[Date Prev][Date Next][Thread Prev][Thread Next][Date Index][Thread Index]

Re: Arabic Unicode fonts



I've forwarded part of your mail to the Unicode mailing list; I hope you
don't object.

From: "Nadim Shaikli"
> On Thu, 9 Aug 2001 07:44:14 +0100
>  David Starner wrote:
>>
> Well, it _always_ will be necessary and that's my point (its not even almost
> always, its "always" :-).  0600-06FF presents a flavor of the entire Arabic
> alphabet (each letter is represented in _a_ particular form - initial,
> medial, final and isolated), it also includes all the Arabic numbers and
> punctuation,

Conceptually, each letter in 0600-06FF is formless. The glyph in the
standard is merely an example, and isn't - can't - be really definitive in a
shaped script.

> but 0600-06FF, by all means, is not complete since it doesn't include all the
> various character permutations (forms).  With that said, let me rephrase what
> you've noted (sorry, if I'm being dense); the idea here is to use 0600-06FF
> and simply plop characters down (irrespective of form) upon which time the
> application (or underlying library) would go about transforming the
> characters into their appropriate visual glyph (based on location, etc),
> right ?

Yes.

> OK, here are a couple more questions :-)
>
> Why do it this way :-D ?  Are there some hidden advantage that I'm not
> thinking of (beside saving font space) ?

Because Unicode is a character standard, instead a glyph standard. For a
system that lets you use any Unicode script, you're going to have to do much
more complex shaping for the Indic scripts, so supporting Arabic shaping
shouldn't be a problem. It makes it possible to search for part of a word,
without getting the forms all right. It corresponds closer to what's on the
keyboard, doesn't it?

> Why not preserve all these conversions so
> that if someone wanted to read my 15MB :-) file they wouldn't have to wait
> for any more conversions to take place (its a waste of time and processor
> throughput) ?

Is time and processor throughput really much of an issue? I'll see how fast
Roman Czyborra's Perl script to turn the characters in 0600-06FF into the
forms in Forms-A & B, but I strongly suspect the time will be negligible
compared to everything else.

> With that in mind, I was thinking
> that Form-B is an integral part of any unicode "Arabic" font since it needs
> to be known (and used) by everyone (well, the converter has to have these
> glyph from somewhere, right ?).

Any font format that wants to have full Unicode support is going to have to
have a table of glyphs without corresponding character codes. It's necessary
for Indic scripts, which don't have a corresponding Presentation Forms
section.

> It just seems odd to go this way - its certainly cleaner to include all the
> characters and their various permutations and give the user the ability to
> decide what he wants to type and how he wants it to look;

Zero width spaces, zero width non-joiner and zero width joiner characters
should let you decide how you want it to look; it's going to take some work
to either get everyone familar with how they work (I believe Roozbeh said
that ZWJ and ZWNJ are standard on Persian keyboards) or get a nice UI to
hide the ugly details.

> If this were to happen, it would give any application, given the
> right set of fonts, the ability to display Arabic characters, no ?  The
> person would be able to display (or read) a document, but wouldn't be able
> to modify it unless he had Bidi support and shaping.

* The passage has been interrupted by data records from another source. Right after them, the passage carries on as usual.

PR #11013, opened 2023-12-14
Macsec Static Creation and Determinants

parmarkj:
### Description of PR

Summary:

Adding test to verify the restrictions on static keys generation.

Fixes # (issue)

### Type of change

- [ ] Bug fix

### Back port request
- [ ] 201911
- [ ] 202012
- [ ] 202205
- [ ] 202305

To add a new test case.

#### How did you do it?
Refer to readme file.

Verified on T2.

Vsonic neighbors only tested

T2


BYGX-wcr:
I am lost about this case. What is the expected good behavior of the DUT when we input an invalid configuration? Is it supposed to raise an Exception?

yxieca:

1. Tests do not assert failure on invalid input — the core purpose is not enforced.
   - File: tests/macsec/test_static_creation_and_determinants.py, `configure_invalid_macsec_profile` (try/except/else, lines ~34-64).
   - The `else` branch (no exception raised) calls `logger.error(...)` but not `pytest.fail(...)`, so a DUT that silently accepts an invalid cipher/policy/CAK/CKN/priority still yields a PASS.
   - The `except` branch logs the exception but never asserts it corresponds to the field being tested — any unrelated failure (CLI typo, missing arg, transport error) is silently treated as "test passed."
   - There is also no positive check that the invalid profile is absent from `MACSEC_PROFILE` / that `get_mka_session` shows no session for it — those outputs are only logged.
   - Required: on the no-exception path, `pytest.fail(...)`; on the exception path, assert on `rc != 0` and on a field-specific error signature; and assert the profile/session is not present after the attempt.

2. Shared setup dict is mutated in place — corrupts later tests and makes the "cleanup" re-apply the invalid config.
   - File: tests/macsec/test_static_creation_and_determinants.py, `configure_invalid_macsec_profile` (lines ~32-34) and module-scoped `setup` fixture (lines ~78-97).
   - `macsec_profile = setup['macsec_profile']` and `invalid_macsec_profile = setup['macsec_profile']` are two references to the same dict; `invalid_macsec_profile[type] = value` therefore mutates `setup['macsec_profile']` itself.
   - The `finally` block then passes the mutated dict fields (e.g. `macsec_profile['priority']=256`, `macsec_profile['primary_cak']=INVALID_CAK`) to `setup_macsec_configuration`, re-applying the invalid values instead of restoring a known-good profile. This poisons subsequent parametrized tests (they run against a broken MACsec state) and leaves the DUT in an invalid state after the module.
   - Required: `invalid_macsec_profile = copy.deepcopy(setup['macsec_profile'])`, and/or keep an untouched known-good copy captured at fixture setup time for the restore path.

3. Invalid CLI command omits the profile name.
   - File: tests/macsec/test_static_creation_and_determinants.py, the `duthost.shell("sudo config macsec profile add --cipher_suite ... --policy ... --primary_cak ... --primary_ckn ... --priority ... --rekey_period ... --send_sci ...")` string (lines ~37-46).
   - `config macsec profile add` in SONiC takes the profile name as a positional argument. The command as written passes only options, never `invalid_macsec_profile['name']` (which the fixture does set at line ~85). If the CLI rejects for "missing name", these tests are not actually validating the intended field restriction (cipher/policy/CAK/CKN/priority) — they are validating a generic argument error.
   - Combined with issue 1 (no signature check), the test can look green while never having exercised the field-specific validation path.
   - Required: include the profile name in the command, and once issue 1 is fixed, assert the error text matches the field under test.

4. `rekey_period` is assumed present in the JSON entry — KeyError risk at parametrize time.
   - File: tests/macsec/test_static_creation_and_determinants.py, inside `configure_invalid_macsec_profile` (`invalid_macsec_profile['rekey_period']`) and the `finally` block (`macsec_profile['rekey_period']`).
   - `profile.json`'s `'256_XPN_SCI'` entry is not audited in this PR. If it lacks `rekey_period`, every test blows up with a bare `KeyError` before it can even attempt what it advertises. Guard with `.get(...)` + sane default, or fail loudly at fixture time with a clear message.

---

If you can't support something as simple as Arabic shaping, then there's a
lot of stuff in the Unicode standard you aren't supporting. They probably
found it more important to encode Arabic "right" than to try and make it as
simple as possible.

> > Under Unix, OpenType is supported by FreeType 2. Since OpenType fonts are
> > currently almost impossible to make under Unix, what about BDF fonts?
> > Arabic Presentation Forms A & B is made for stuff like BDF fonts, and an
> > argument can be made that every Arabic BDF font should include them.
>
> Didn't follow - sorry (I'm new to all this Unicode stuff).  How does OpenType
> relate to Unicode (or does it) and you imply that OpenType does conversions
> itself (which encodings is it using ? which standard is it adhering to ?
> it sounds like a library to me).

OpenType is a new font format designed by Microsoft and Apple to be the
"ultimate" font format. One of OpenType's capabilities is to convert
characters internally to glyphs in a font dependent way. It makes it
possible to make an Indic font, or a cursive font, where you have to worry
about what the next character is, so you can draw the current one to connect
to it. A lot of people are of the opinion that once OpenType fonts start to
really be created, most of the standard conversions, include Arabic shaping,
will be automatically included by the tools.

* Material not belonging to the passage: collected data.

PR #11086, opened 2023-12-18
Fix timeout waiting for escalation prompt issue

wangxin:
### Description of PR

Summary:
Fixes # (issue)

### Type of change

- [x] Bug fix

### Back port request
- [ ] 201911
- [ ] 202012
- [ ] 202205
- [ ] 202305

While running the upgrade_image.py script to upgrade image during nightly tests, there is high probability that this script failed with "Timeout (2s) waiting for privilege escalation prompt".

#### How did you do it?
This issue is related with the upgrading of ansible to 6.7.0.

When ansible tries to connect to target device by SSH, the SSH connection plugin tries to get a timeout from PlayContext as ConnectTimeout argument value. According to the original intention, the default timeout of PlayContext is DEFAULT_TIMEOUT. It's value is taken from "timeout" in ansible.cfg file.

Actually, timeout of play_context gets its default value from base class of PlayContext. In base class of PlayContext, timeout defaults to TASK_TIMEOUT. The default value of TASK_TIMEOUT is 0.

Consequently, the SSH plugin gets value "0" for its ConnectTimeout argument. While establishing SSH connection, the SSH plugin waits 2 + "timeout" for the escalation prompt. When SSH connection is a little bit slow, the waiting could easily timed out and resulted in error "Timeout (2s) waiting for privilege escalation prompt".

Luckily, the PlayContext has default behavior of getting "timeout" from CLI arguments with higher priority than the argument defined in ansible.cfg. So the workaround is to always pass in option "timeout=30" while creating AnsibleHost. The option will be interpreted as CLI argument under the hood.

This change won't affect the behavior of ConnectTimeout and TASK_TIMEOUT.

It's a minimum change that takes the existing ansible mechanism and does not hack ansible's behavior.

Verified on physical testbed

### DIFF
--- a/ansible/devutil/devices/ansible_hosts.py
+++ b/ansible/devutil/devices/ansible_hosts.py
@@ -242,6 +242,7 @@ class AnsibleHostsBase(object):
             "forks": 6,
             "connection": "smart",
             "verbosity": 2,
+            "timeout": 30,
             "become_method": "sudo"
         }
         if options:


yejianquan (approved):
LGTM

lolyu (approved):

PR #11090, opened 2023-12-18
[ansible] fix mcx ansible playbook

Xichen96:
### Description of PR

Summary:
Fixes # (issue)

### Type of change
After modifications with conn_graph_facts, which changes from listing all connections from both ends of console connection to listing only its managing console server, mcx playbook fails to work because it cannot retrieve information on the devices that it manages. The playbook is adjusted to loop through all console links, and filter out the devices managed by the target mcx to create the config.

- [x] Bug fix

### Back port request
- [ ] 201911
- [ ] 202012
- [ ] 202205
- [ ] 202305

mcx playbook no longer works.

#### How did you do it?
Loop through all console links and filter out the target console server.

Deployed mcx with the playbook.

### DIFF
--- a/ansible/library/conn_graph_facts.py
+++ b/ansible/library/conn_graph_facts.py
@@ -399,6 +399,8 @@ class LabGraph(object):
             if device is None and not ignore_error:
                 msg = "Cannot find device {}, check if it is in {}".format(hostname, self.csv_files["devices"])
                 return (False, msg)
+            if device is None:
+                continue
             device_info[hostname] = device
             device_conn[hostname] = self.graph_facts["links"].get(hostname, {})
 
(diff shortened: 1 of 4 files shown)


ansible/library/conn_graph_facts.py
```diff
@@ -399,6 +399,8 @@ def build_results(self, hostnames, ignore_error=False):
             if device is None and not ignore_error:
                 msg = "Cannot find device {}, check if it is in {}".format(hostname, self.csv_files["devices"])
                 return (False, msg)
+            if device is None:
+                continue
```
lizhijianrd, line 403: Will this `continue` cause any unexpected error in other ansible or testcase?

Xichen96: When device is None here, there is a device["Type"] a few lines after which will certainly cause exception and stop execution, which I believe is against the concept of ignore_error.

wangxin (approved):

lizhijianrd (approved):

Xichen96:
@wangxin Pls help merge

PR #11110, opened 2023-12-20
Skip copying pcap file if the test is successful.

rraghav-cisco:
### Description of PR
Recently ptf runner has been enhanced to copy pcap files from PTF to the log dir. While this is a welcome change, it causes enormous delays in some of the tests, since the copying is very slow, and some tests end up with 700MB of pcap files.  This happened with tests/qos/test_qos_sai.py::TestQosSai::testQosSaiQWatermarkAllPorts, which has traffic on **all** ports of the DUT. This test jumps from taking 10 minutes to more than 3 hours due to the copying part.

> > You had another question about how you were going to encode that many
> > glyphs in an 8-bit font. UTF-8 is irrelevant here. If you have
> > XFree86 4.0, it includes fixed fonts encoded in ISO10646-1, which is the
> > encoding for Unicode fonts under X.
>
> What if I'm not using XFree86 - what if I'm on a solaris SUN system and want
> to augment an application to support Arabic :-)

XFree86 is mostly irrelevant here. The easiest way is to build the
application on GTK 2.0 or QT 3.0 (?), as they should take care of most of
the display issues for you. This is a rather vague question, and I'm not
quite sure that I'm the person to answer it.

> Is there an issue regarding
> sharing these documents across different hardware platforms (that's my
> biggest fear and concern).

No. Different applications may have different problems, but Unicode and
UTF-8 itself is well defined and platform independent. (UTF-16 and UTF-32
have byte-order issues with complex solutions, but Unix people don't use
UTF-16 and only use UTF-32 internally.)

> > When you use UTF-8 (Unix's normal encoding for Unicode), U+FE70 will be
> > encoded as 0xE08080, but it uses the U+FE70 to display under X.
>
> I think there is a thread on "font encoding", so please paste this there :-)
>
> U+FE70 -> 0xE08080 how ?  Why not 0xEF8080 or 0xE08081 ? What are the rules ?

The example came from that thread. It's probably easier to point you to
http://www.cl.cam.ac.uk/~mgk25/unicode.html#utf-8 , which explains what
UTF-8 is and what the rules are.
--
David Starner - dstarner98 at aasaa dot ofe dot org
"The pig -- belongs -- to _all_ mankind!" - Invader Zim